DIRECTIONS — Copy out each line containing "access" from the entries below.

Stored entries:

((

PR #866, opened 2018-10-11
Display stored check window list on manage check window screen

GeorgeChatzigiannis:
- Created db view with check window names and statuses
- Updated manage check window UI to display check window list

### DIFF
--- a/admin/data/sql/migrations/143.do.create-check-window-with-status-view.sql
+++ b/admin/data/sql/migrations/143.do.create-check-window-with-status-view.sql
@@ -1,0 +1,9 @@
+CREATE VIEW [mtc_admin].vewCheckWindowWithStatus
+AS SELECT cw.name, CAST(
+    CASE
+        WHEN GETUTCDATE() < cw.checkStartDate THEN 'Inactive'
+        WHEN GETUTCDATE() >= cw.checkStartDate AND GETUTCDATE() <= cw.checkEndDate THEN 'Active'
+        ELSE 'Past'
+    END AS NVARCHAR(50)
+   ) AS [status]
+FROM mtc.mtc_admin.checkWindow cw
--- a/admin/services/check-window-v2.service.js
+++ b/admin/services/check-window-v2.service.js
@@ -1,0 +1,18 @@
+'use strict'
+
+const checkWindowDataService = require('./data-access/check-window.data.service')
+const monitor = require('../helpers/monitor')
+
+const checkWindowV2Service = {}
+
+/**
+ * Get all check windows recorded in the database with their status
+ * @returns {Array} List of check windows
+ */
+checkWindowV2Service.getCheckWindows = async () => {
+  const checkWindows = await checkWindowDataService.sqlFindCheckWindowsWithStatus()
+  checkWindows.forEach(cw => (cw.canRemove = cw.status === 'Inactive'))
+  return checkWindows
+}
+
+module.exports = monitor('check-window-v2.service', checkWindowV2Service)
--- a/admin/services/data-access/check-window.data.service.js
+++ b/admin/services/data-access/check-window.data.service.js
@@ -314,6 +314,15 @@ const checkWindowDataService = {
     ]
     const rows = await sqlService.query(sql, params)
     return R.head(rows)
+  },
+
+  /**
+   * Fetch all check windows with status
+   * @return {Promise<Array>}
+   */
+  sqlFindCheckWindowsWithStatus: async () => {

))

WRITTEN SOLUTION —
+const checkWindowDataService = require('./data-access/check-window.data.service')
--- a/admin/services/data-access/check-window.data.service.js
+++ b/admin/services/data-access/check-window.data.service.js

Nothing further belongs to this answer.